#### ASSIGNMENT
Repeat, please, only the lines from the top of the data down to the line with "The two main"; include both of those lines.

#### TASK MATERIAL
PR #7250, opened 2025-08-27
fix(terminal): Prevent garbled output in non-standard terminals

gsquared94:
This commit attempts to address an issue where I occasionally see garbled control characters on iTerm terminal output. Also seen during some test runs like https://github.com/google-gemini/gemini-cli/actions/runs/17275532597/job/49031274715?pr=6728#step:6:64

The two main changes are: 
  1.  **feat(terminal): Make `setWindowTitle` more robust.** The function that sets the terminal window title now checks the `TERM` environment variable and only attempts to set the title if the terminal identifies as `xterm`-compatible. This prevents sending unsupported escape sequences to terminals that can't handle them.
  2.  **fix(test): Disable bracketed paste in tests.** The `useBracketedPaste` hook is now disabled when running under `vitest`. This was the likely cause of the `[?2004h` sequences appearing in test output, as the test runner was not interpreting the escape codes correctly.


jacob314:
Unfortunately this doesn't fix the issue.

#### EXERCISE ANSWER
PR #7250, opened 2025-08-27
fix(terminal): Prevent garbled output in non-standard terminals

gsquared94:
This commit attempts to address an issue where I occasionally see garbled control characters on iTerm terminal output. Also seen during some test runs like https://github.com/google-gemini/gemini-cli/actions/runs/17275532597/job/49031274715?pr=6728#step:6:64

The two main changes are: 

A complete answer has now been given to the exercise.